Sankt Martinuskirche
te Kerpen
Geschiedenis en beschrijving.
Een herenhof waarschijnlijk met inbegrip van een kapel te Kerpen, wordt in de vroegste beschrijving van bezittingen van de abdij van Prüm in 893 vermeld.
De 1ste schriftelijke vermelding van de collegiale te Kerpen vindt men terug in 1178 in een oorkonde "Prepositus de Cerpente" terug waarin de naam Wecelinus wordt vernoemd. In 1204 duidt koning Filips van Zwaben, de aartsbisschop van Keulen, Adolf I als provoost aangesteld. Het ambt van provoost werd later door de hertogen van Jülich benoemd na een oorkonde van keizer Lodewijk IV.

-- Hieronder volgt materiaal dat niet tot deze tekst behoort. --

PR #1251, opened 2026-05-22
Don't nag on transient scale disconnects; clearer wording

skialpine:
## Summary
- The FlowScale "Scale Disconnected" notice no longer pops on **every** disconnect. A transient drop — e.g. the WiFi WebSocket dropping on screensaver wake, which auto-reconnects in ~5 s — used to immediately open a modal that then sat there, already stale, until manually dismissed.
- The notice is now surfaced only when a (re)connect attempt **actually gives up** (via `flowScaleFallback`), and it **auto-dismisses** the moment the scale reconnects (new `BLEManager::scaleConnected` signal).
- Wording is now transport-neutral — it previously said "**Bluetooth** scale" even for WiFi scales.

## Behavior
- Transient drop that reconnects in seconds → **no dialog at all**.
- Genuine failure → notice appears after the reconnect attempts give up; a mid-session drop shows "Your scale has disconnected", a startup-with-no-scale shows "No scale was detected".
- A reconnect at any point closes the notice (and removes a queued one), so a recovered drop leaves no trace.

This came out of an on-device report: putting the app to sleep and waking it popped "Scale Disconnected" even though the WiFi scale was fine — the log showed the WebSocket dropping on wake and the cached-IP reconnect restoring it ~5 s later, with the modal left stale.

Independent of #1250 (touches the pre-existing FlowScale-fallback dialog on `main`).

## Test plan
- [ ] WiFi scale connected; sleep the app (screensaver) and wake it — confirm NO "Scale Disconnected" modal (the WS blip auto-reconnects).
- [ ] Power the scale off entirely — confirm the notice appears only after the reconnect attempts give up, with transport-neutral wording.
- [ ] Bring the scale back while the notice is showing — confirm it auto-dismisses.
- [ ] Startup with a saved-but-absent scale still shows "No scale was detected".

### DIFF
--- a/qml/main.qml
+++ b/qml/main.qml
@@ -1417,12 +1417,21 @@ ApplicationWindow {
             root.scaleDropPending = true
         }
         function onScaleConnected() {
-            // Scale (re)connected — clear the pending-drop state and dismiss any
-            // FlowScale notice (open or queued) so a recovered drop leaves no trace.
+            // Scale (re)connected — clear the pending-drop state and dismiss the
+            // open scale-disconnect / no-scale notice so a recovered drop leaves no
+            // trace. Queued-but-unshown popups are purged by the ScaleDevice
+            // reconnect handler ("Discard stale scale popups…" below), so we don't
+            // duplicate removeQueuedScalePopups() here.
             root.scaleDropPending = false
             if (scaleDisconnectedDialog.opened) scaleDisconnectedDialog.close()
             if (flowScaleDialog.opened) flowScaleDialog.close()
-            removeQueuedScalePopups()
+        }
+        function onDisconnectScaleRequested() {
+            // A deliberate scale switch/forget ends the mid-session-drop context, so
+            // the next FlowScale fallback isn't mislabeled "Scale Disconnected" for a
+            // freshly-selected (never-connected) scale. disconnectScaleRequested
+            // fires from connectToScale / clearSavedScale / setDisabled.
+            root.scaleDropPending = false
         }
     }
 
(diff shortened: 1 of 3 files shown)


skialpine:
### Code review

Found 4 issues:

1. The wording was made transport-neutral for the visible message, but the **accessibility announcement** string was missed — screen-reader users still hear "No Bluetooth scale detected" while the dialog shows "No scale was detected" (CLAUDE.md: "All user-visible text must be internationalized"; accessibility announcements should match the visible label).

https://github.com/Kulitorum/Decenza/blob/21c5854cc95e36cb7504e78cd455de4bf6160c09/qml/main.qml#L1447-L1450

2. `scaleDropPending` can stick `true`: it is cleared **only** in `onScaleConnected` (a physical-scale reconnect), not when the scale is forgotten or when the screensaver-deferral clears. After drop → forget → pair a new asleep scale, `onFlowScaleFallback` reads the stale flag and shows "Your scale has disconnected" instead of the correct "No scale was detected".

https://github.com/Kulitorum/Decenza/blob/21c5854cc95e36cb7504e78cd455de4bf6160c09/qml/main.qml#L1419-L1426

3. The new `scaleConnected` partly **duplicates** the existing `Connections { target: ScaleDevice; onConnectedChanged }` handler — both call `removeQueuedScalePopups()` on reconnect. Worth consolidating. (Minor: a USB scale connecting while the dialog is open won't auto-dismiss, since USB doesn't route through `BLEManager::scaleConnected`.)

https://github.com/Kulitorum/Decenza/blob/21c5854cc95e36cb7504e78cd455de4bf6160c09/qml/main.qml#L3792-L3801

4. Comments label the notice "a FlowScale notice", but the handler dismisses **two distinct** dialogs — `scaleDisconnectedDialog` ("Scale Disconnected") and `flowScaleDialog` ("No scale detected"). "FlowScale" is the fallback measurement mode, not the disconnect dialog — misleading for maintainers (same wording at `blemanager.cpp:904` and the QML `onScaleConnected` comment).

https://github.com/Kulitorum/Decenza/blob/21c5854cc95e36cb7504e78cd455de4bf6160c09/src/ble/blemanager.h#L397-L400

Note: a "FlowScale's own connect wipes the queued notice (missing `!isFlowScale` guard)" bug was raised and checked — it's a false positive: FlowScale is never assigned as `BLEManager::m_scaleDevice` (`setScaleDevice` only ever gets `nullptr` or the physical scale), so `scaleConnected` never fires for FlowScale. A defensive `!isFlowScale` guard on `onScaleConnected` is optional. The "second `flowScaleFallback` suppressed by the once-per-session latch" concern was also checked — every drop episode is preceded by a connect that resets the latch, so the notice fires once per episode (intended).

In 1802 werd het klooster afgeschaft. De kerk deed al die tijd ook dienst als parochiekerk.
(foto Wikipedia)
Rond 1060 werd het nog steeds bestaande romaanse transept toegevoegd aan het éénbeukige schip. Beide transeptarmen worden nog steeds afgesloten door een polygonale apsis. In de 12de eeuw werd het schip vervangen door een groter gebouw met 3 beuken. In de 13de eeuw werd het hoofdkoor toegevoegd, opgetrokken in een romaans-gotische overgangsstijl. Op hetzelfde moment werd de kerk overwelfd.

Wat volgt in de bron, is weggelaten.